Saved data entries
--- START ---
PR #174, opened 2020-05-19
HOTFIX AWS Elastic Beanstalk Environment Fix

mwbenowitz:
A new/udpated npm package is causing a conflict with the AWS EBS environment. It is outputting unexpected non UTF-8 characters during the install process and this causes deployments to fail. This fix, which is supposedly the official recommendation from AWS is to pipe the output of the NPM install process to /dev/null. This removes the ability to easily review installation logs for troubleshooting, but does allow for deployments. Review should be made in the future to see if this can be removed.

NO JIRA TICKET

- Patches AWS ElasticBeanstalk deployment process

-  No testing required
- Review config files for sanity

### DIFF
--- a/.ebextensions/00_environment.config
+++ b/.ebextensions/00_environment.config
@@ -2,3 +2,7 @@ option_settings:
   aws:elasticbeanstalk:application:environment:
     NODE_ENV: production
     APP_ENV: production
+
+container_commands:
+  replace_ebnode_containerfile:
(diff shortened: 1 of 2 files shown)


mwbenowitz:
haha yeah, it's definitely a pretty ugly hack, I'm not happy about it. I'll have to ask around to see just how much work it would really be to move. I do think in the long term it gives us the flexibility and control that we need. Especially since other issues have prevented us from bumping up the node version on these machines for a long time.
--- END ---
• What to do
Each line above needs to be repeated exactly, with nothing omitted.

• Response below
PR #174, opened 2020-05-19
HOTFIX AWS Elastic Beanstalk Environment Fix

mwbenowitz:
A new/udpated npm package is causing a conflict with the AWS EBS environment. It is outputting unexpected non UTF-8 characters during the install process and this causes deployments to fail. This fix, which is supposedly the official recommendation from AWS is to pipe the output of the NPM install process to /dev/null. This removes the ability to easily review installation logs for troubleshooting, but does allow for deployments. Review should be made in the future to see if this can be removed.

NO JIRA TICKET

- Patches AWS ElasticBeanstalk deployment process

-  No testing required
- Review config files for sanity

### DIFF
--- a/.ebextensions/00_environment.config
+++ b/.ebextensions/00_environment.config
@@ -2,3 +2,7 @@ option_settings:
   aws:elasticbeanstalk:application:environment:
     NODE_ENV: production
     APP_ENV: production
+
+container_commands:
+  replace_ebnode_containerfile:
(diff shortened: 1 of 2 files shown)


mwbenowitz:
haha yeah, it's definitely a pretty ugly hack, I'm not happy about it. I'll have to ask around to see just how much work it would really be to move. I do think in the long term it gives us the flexibility and control that we need. Especially since other issues have prevented us from bumping up the node version on these machines for a long time.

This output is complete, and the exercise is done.